NASA Webb Telescope Profile picture
The world's most powerful space telescope. Launched: Dec. 25, 2021. First images revealed: July 12, 2022. Verification: https://t.co/ChOEslj1j5

Jul 11, 2022, 7 tweets

👀 Sneak a peek at the deepest & sharpest infrared image of the early universe ever taken — all in a day’s work for the Webb telescope. (Literally, capturing it took less than a day!) This is Webb’s first image released as we begin to #UnfoldTheUniverse: nasa.gov/webbfirstimage…

This isn’t the farthest back we’ve observed. Non-infrared missions like COBE & WMAP saw the universe closer to the Big Bang (~380,000 years after), when there was only microwave background radiation, but no stars or galaxies. Webb sees a few 100 million years after the Big Bang.

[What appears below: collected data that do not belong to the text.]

PR #7457, opened 2026-01-17
fix: typos in comments

NAM-MAN:
## Summary

Fix typos in comments:

- `tools/filesystem/internal/s3blob/s3blob.go`: `the the internal` → `the internal`
- `core/settings_model.go`: `the the max` → `the max` (2 occurrences)

PR #7469, opened 2026-01-23
chore: Update outdated GitHub Actions versions

pgoslatara:
This PR updates outdated GitHub Action versions.

- Updated `actions/setup-node` from `v4` to `v6` in `.github/workflows/release.yaml`
- Updated `actions/checkout` from `v4` to `v6` in `.github/workflows/release.yaml`

### DIFF
--- a/.github/workflows/release.yaml
+++ b/.github/workflows/release.yaml
@@ -16,12 +16,12 @@ jobs:
         run: echo "flags=--snapshot" >> $GITHUB_ENV
 
       - name: Checkout
-        uses: actions/checkout@v4
+        uses: actions/checkout@v6
         with:
           fetch-depth: 0
 
       - name: Set up Node.js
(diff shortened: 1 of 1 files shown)


ganigeorgiev:
Thank you but there is no need for this at the moment. If you think otherwise elaborate what is the issue with the current used versions _(if it is regarding the node action deprecation planned for this year, then it will be addressed later)_.

Note that PocketBase is currently in the process of a major refactoring and the actions setup will change anyway in the near future.

As a side-note, similar to https://github.com/pocketbase/pocketbase/pull/7457, such low effort AI PRs are not welcome here so please don't do that again or you'll get banned _(you've opened at least 100 PRs to many other repos that I'm watcher and it is not too much different from a spam campaign; if somebody wants to use dependabot they can just enable it, your help is not needed)._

If you held a grain of sand up to the sky at arm’s length, that tiny speck is the size of Webb’s view in this image. Imagine — galaxies galore within a grain, including light from galaxies that traveled billions of years to us!

The James Webb Space Telescope is a collaboration between @NASA, @ESA & @CSA_ASC. The @SpaceTelescope Science Institute is the science & mission operations center for Webb.

Tune in tomorrow at 10:30 am ET (14:30 UTC) as we continue to #UnfoldTheUniverse! go.nasa.gov/3o0SbeJ

@NASA @esa @csa_asc @SpaceTelescope Yesterday, we shared the first image from Webb: galaxy cluster SMACS 0723. See the same target, viewed by @NASAHubble in 2017. Webb was able to capture this image in less than one day, while similar deep field images from Hubble can take multiple weeks.

@NASA @esa @csa_asc @SpaceTelescope @NASAHubble Compare Webb’s Mid-Infrared (L) & Near-Infrared (R) views. Lens flares? Nope, the spikes you see are when light from bright objects like stars is bent by the edges of the telescope. They’re less prominent in mid-infrared.

More on diffraction spikes: webbtelescope.org/contents/media…

@NASA @esa @csa_asc @SpaceTelescope @NASAHubble Why do some of the galaxies in this image appear bent? The combined mass of this galaxy cluster acts as a “gravitational lens,” bending light rays from more distant galaxies behind it, magnifying them. The light from the farthest galaxy here traveled 13.1 billion years to us.